With this approach the last example becomes:

<VTextFieldWithValidation rules="required|confirmed:confirm" v-model="password" />

<VTextFieldWithValidation vid="confirm" rules="required" v-model="password" />

WARNING

This approach has some cons, for example if the wrapped component accepts props that have the same name as the ValidationProvider component. while it will receive these props, they may be of different types, which could lead to serious issues. The problem with HOCs are that you need to be aware of the underlying component's implementation. This can be problematic when working with 3rd party components.

Wrapping Components Manually

Instead we can wrap the field component with the ValidationProvider in a new component.
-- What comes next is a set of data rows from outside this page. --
PR #2065, opened 2024-11-12
Set minimum PML layers to 6

momchil-flex:
Reported by MC as a possible improvement. In practice unlikely anything smaller than 6 would make physical sense, and even 6 is probably too little. Had to update various tests.


tylerflex (approved):
Looks good, only thing I'd sugest is making the `6` a module level constant if it would help down the line if this changes.

PR #2067, opened 2024-11-13
Passing kwargs in Lorentz.from_nk

momchil-flex:
One last small thing noticed by MC...


tylerflex (approved):
looks good, maybe add kwargs to the docstring as well?

momchil-flex:
Done, they were not present in the docstring of any of the methods... (this may be an omission we have in various other places)

tylerflex:
I might be wrong but now it looks like the kwarg passing part of the code is no longer present?

tylerflex (approved):
I was wrong.  feel free to merge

This is easier and more flexible, and avoids some of the potential problems with Higher-Order components.

Consider this new VTextFieldWithValidation component.

<template>
  <ValidationProvider :rules="rules" v-slot="{ errors }">
    <VTextField v-model="innerValue" :error-messages="errors" />
  </ValidationProvider>
</template>

<script>
import { ValidationProvider } from 'vee-validate';

export default {
  props: {
    rules: [String],
    value: null
  },
  components: {
    ValidationProvider
  },
  data: () => ({
    innerValue: null
  }),
  watch: {
    innerValue (val) {
      this.$emit('input', val);
    }
  }
};
</script>

Ideally you would pass the props you need to either the ValidationProvider or the VTextField being validated, with this approach solves the verbosity problem while preserving the simple scoped slots API. It also allows you to distribute props without the issues of having a conflict, unlike HOC.
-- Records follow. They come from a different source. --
PR #2072, opened 2024-11-14
Fix potential self-intersection polygon in Scene._filter_structures_plane

weiliangjin2021:
This fixes the shapely/GEOS error in mode solver metadata pipeline when trying to find materials on the modal plane.

Hard to fabricate a test myself so I'll leave it out.

### DIFF
--- a/tidy3d/components/scene.py
+++ b/tidy3d/components/scene.py
@@ -637,7 +637,7 @@ class Scene(Tidy3dBaseModel):
                 if _shape.is_empty or not shape.intersects(_shape):
                     continue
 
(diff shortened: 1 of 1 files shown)


lucas-flexcompute (approved):
Happens all the time with shapely… I'm guessing `.buffer(0)` is better than `make_valid(...)` in this case, is that so?

weiliangjin2021:
> Happens all the time with shapely… I'm guessing `.buffer(0)` is better than `make_valid(...)` in this case, is that so?

`make_valid` does nothing in this case.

Using either of these approaches is at your preference.

Reference

Below is the reference of the ValidationProvider public API.

Props

All the following props are optional.

Prop Type Default Value Description
rules string undefined The validation rules.
vid string auto increment number Identifier used for target/cross-field based rules.
immediate boolean false If the field should be validated immediately after render (initially).
events string[] ['input'] deprecated: check interaction modes
name string undefined A string that will be used to replace {field} in error messages and for custom error messages.
bails boolean true If true, the validation will stop on the first failing rule.
debounce number 0 Debounces the validation for the specified amount of milliseconds.
tag string span The default tag to render.

Methods

Those are the only methods meant for public usage, other methods that may exist on the ValidationProvider are strictly internal.

Method Args Return Value Description
validate value?: any Promise<ValidationResult> Runs a validation of the current value against the rules defined. If a value is provided, it is used as the current value and validates it.
validateSilent void Promise<ValidationResult> Runs a validation of the current value against the rules defined. does not mutate the validation state.
applyResult ValidationResult void Takes a validation result object and applies it on the current state.
reset void void Resets validation state.

Events

The validation provider does not emit any events at this time.